[Stored items]
------------

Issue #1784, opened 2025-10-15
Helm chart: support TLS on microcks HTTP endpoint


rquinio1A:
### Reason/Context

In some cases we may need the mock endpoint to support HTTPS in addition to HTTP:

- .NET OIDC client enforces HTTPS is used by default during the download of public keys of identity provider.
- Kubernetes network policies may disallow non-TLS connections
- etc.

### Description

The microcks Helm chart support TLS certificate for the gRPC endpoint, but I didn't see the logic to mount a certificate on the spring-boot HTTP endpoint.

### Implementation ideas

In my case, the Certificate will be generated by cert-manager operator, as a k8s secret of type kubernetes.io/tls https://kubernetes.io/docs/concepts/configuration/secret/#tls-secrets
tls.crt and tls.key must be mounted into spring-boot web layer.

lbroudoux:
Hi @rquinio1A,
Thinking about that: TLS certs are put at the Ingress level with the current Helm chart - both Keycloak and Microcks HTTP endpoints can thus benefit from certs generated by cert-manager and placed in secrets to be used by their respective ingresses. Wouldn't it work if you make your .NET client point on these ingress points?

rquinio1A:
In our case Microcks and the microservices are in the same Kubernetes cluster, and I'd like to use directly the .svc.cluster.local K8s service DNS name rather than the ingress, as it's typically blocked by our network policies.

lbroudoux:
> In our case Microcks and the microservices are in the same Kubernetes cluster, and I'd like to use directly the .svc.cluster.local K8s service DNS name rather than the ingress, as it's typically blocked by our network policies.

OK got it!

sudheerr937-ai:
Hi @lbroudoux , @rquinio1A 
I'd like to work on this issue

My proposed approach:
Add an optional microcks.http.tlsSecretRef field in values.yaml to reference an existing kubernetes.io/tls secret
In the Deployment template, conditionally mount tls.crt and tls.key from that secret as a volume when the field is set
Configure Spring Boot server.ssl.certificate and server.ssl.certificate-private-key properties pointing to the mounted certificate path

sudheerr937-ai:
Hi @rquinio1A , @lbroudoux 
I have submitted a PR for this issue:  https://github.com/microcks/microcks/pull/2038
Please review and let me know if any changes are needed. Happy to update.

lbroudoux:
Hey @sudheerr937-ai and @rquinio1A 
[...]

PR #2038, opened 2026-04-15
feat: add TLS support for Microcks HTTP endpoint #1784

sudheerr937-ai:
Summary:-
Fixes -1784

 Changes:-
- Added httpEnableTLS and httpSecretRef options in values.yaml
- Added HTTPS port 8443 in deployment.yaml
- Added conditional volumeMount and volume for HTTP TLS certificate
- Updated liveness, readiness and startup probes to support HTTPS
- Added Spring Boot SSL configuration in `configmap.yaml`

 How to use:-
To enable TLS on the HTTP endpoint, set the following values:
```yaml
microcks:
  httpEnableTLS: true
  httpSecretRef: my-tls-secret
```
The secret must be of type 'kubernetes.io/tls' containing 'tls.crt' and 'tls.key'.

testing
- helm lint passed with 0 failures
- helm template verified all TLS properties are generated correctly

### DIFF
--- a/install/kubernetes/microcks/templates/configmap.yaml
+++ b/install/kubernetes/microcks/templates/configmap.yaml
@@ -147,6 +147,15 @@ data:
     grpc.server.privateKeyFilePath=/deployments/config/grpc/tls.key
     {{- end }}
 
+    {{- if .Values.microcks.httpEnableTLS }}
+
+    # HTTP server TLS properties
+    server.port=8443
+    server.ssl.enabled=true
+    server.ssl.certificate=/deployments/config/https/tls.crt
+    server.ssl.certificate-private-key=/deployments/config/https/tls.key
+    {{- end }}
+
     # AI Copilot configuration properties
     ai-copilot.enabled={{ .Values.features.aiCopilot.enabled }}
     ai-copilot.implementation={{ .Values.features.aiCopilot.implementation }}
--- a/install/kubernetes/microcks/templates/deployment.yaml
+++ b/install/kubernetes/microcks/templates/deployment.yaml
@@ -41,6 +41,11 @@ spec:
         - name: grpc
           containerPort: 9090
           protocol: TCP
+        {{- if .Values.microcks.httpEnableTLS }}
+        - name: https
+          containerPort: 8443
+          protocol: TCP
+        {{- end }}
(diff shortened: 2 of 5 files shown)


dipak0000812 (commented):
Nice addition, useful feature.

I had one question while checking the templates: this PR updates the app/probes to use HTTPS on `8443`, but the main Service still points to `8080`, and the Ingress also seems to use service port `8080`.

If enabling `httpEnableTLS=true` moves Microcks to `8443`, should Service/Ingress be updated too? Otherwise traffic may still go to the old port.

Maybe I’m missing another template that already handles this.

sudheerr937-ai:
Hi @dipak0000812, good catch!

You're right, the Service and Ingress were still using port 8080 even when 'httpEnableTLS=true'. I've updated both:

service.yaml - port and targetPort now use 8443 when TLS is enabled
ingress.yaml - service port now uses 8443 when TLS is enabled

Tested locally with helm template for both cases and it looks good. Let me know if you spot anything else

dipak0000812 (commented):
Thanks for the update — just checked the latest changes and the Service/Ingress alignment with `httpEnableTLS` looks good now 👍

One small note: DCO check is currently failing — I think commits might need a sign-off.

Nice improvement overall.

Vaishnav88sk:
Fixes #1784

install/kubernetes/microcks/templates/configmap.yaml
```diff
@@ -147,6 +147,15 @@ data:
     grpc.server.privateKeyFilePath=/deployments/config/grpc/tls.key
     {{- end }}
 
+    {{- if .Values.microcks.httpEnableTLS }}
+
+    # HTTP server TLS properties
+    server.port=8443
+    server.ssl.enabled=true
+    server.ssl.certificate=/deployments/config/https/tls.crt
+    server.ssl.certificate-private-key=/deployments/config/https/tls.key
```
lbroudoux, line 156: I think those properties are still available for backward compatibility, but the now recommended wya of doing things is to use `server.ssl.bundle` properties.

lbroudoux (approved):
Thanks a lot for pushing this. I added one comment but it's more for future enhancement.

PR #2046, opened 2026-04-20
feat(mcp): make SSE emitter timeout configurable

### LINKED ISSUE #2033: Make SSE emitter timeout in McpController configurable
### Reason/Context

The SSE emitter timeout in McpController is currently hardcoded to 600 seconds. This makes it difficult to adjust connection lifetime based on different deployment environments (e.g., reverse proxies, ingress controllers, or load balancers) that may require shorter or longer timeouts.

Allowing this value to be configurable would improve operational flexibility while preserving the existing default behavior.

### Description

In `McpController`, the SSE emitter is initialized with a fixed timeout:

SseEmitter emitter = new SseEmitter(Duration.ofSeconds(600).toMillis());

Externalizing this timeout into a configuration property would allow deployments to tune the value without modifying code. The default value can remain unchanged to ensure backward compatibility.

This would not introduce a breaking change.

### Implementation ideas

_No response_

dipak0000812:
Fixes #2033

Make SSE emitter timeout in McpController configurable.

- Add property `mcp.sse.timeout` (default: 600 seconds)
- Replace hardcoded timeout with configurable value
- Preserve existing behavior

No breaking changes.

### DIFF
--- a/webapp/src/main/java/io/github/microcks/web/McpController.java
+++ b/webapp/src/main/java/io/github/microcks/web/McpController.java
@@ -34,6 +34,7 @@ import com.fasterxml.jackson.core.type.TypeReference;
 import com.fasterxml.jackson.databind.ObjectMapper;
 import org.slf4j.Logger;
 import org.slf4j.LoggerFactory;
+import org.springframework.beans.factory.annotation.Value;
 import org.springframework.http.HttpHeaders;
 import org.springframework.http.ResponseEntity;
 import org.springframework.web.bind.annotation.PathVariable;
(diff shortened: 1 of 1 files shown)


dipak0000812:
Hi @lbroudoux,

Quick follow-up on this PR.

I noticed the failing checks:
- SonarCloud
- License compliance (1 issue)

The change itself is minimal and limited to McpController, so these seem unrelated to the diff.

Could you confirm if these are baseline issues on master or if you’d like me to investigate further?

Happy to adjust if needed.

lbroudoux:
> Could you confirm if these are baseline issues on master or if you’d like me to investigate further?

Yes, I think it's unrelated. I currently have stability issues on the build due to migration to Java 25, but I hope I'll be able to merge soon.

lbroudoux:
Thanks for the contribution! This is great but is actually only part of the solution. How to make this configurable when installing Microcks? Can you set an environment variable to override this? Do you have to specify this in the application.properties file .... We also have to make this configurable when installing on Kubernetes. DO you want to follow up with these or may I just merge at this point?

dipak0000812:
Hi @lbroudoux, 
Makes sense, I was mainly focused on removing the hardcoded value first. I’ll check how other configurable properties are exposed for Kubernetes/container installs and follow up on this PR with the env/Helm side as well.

------------

GOAL OF THE EXERCISE -
Of the lines above, retype only those from the line containing "- .NET OIDC" through the line containing "Thinking about that: TLS", including both, exactly.

REPLY TO THE TASK -
- .NET OIDC client enforces HTTPS is used by default during the download of public keys of identity provider.
- Kubernetes network policies may disallow non-TLS connections
- etc.

### Description

The microcks Helm chart support TLS certificate for the gRPC endpoint, but I didn't see the logic to mount a certificate on the spring-boot HTTP endpoint.

### Implementation ideas

In my case, the Certificate will be generated by cert-manager operator, as a k8s secret of type kubernetes.io/tls https://kubernetes.io/docs/concepts/configuration/secret/#tls-secrets
tls.crt and tls.key must be mounted into spring-boot web layer.

lbroudoux:
Hi @rquinio1A,
Thinking about that: TLS certs are put at the Ingress level with the current Helm chart - both Keycloak and Microcks HTTP endpoints can thus benefit from certs generated by cert-manager and placed in secrets to be used by their respective ingresses. Wouldn't it work if you make your .NET client point on these ingress points?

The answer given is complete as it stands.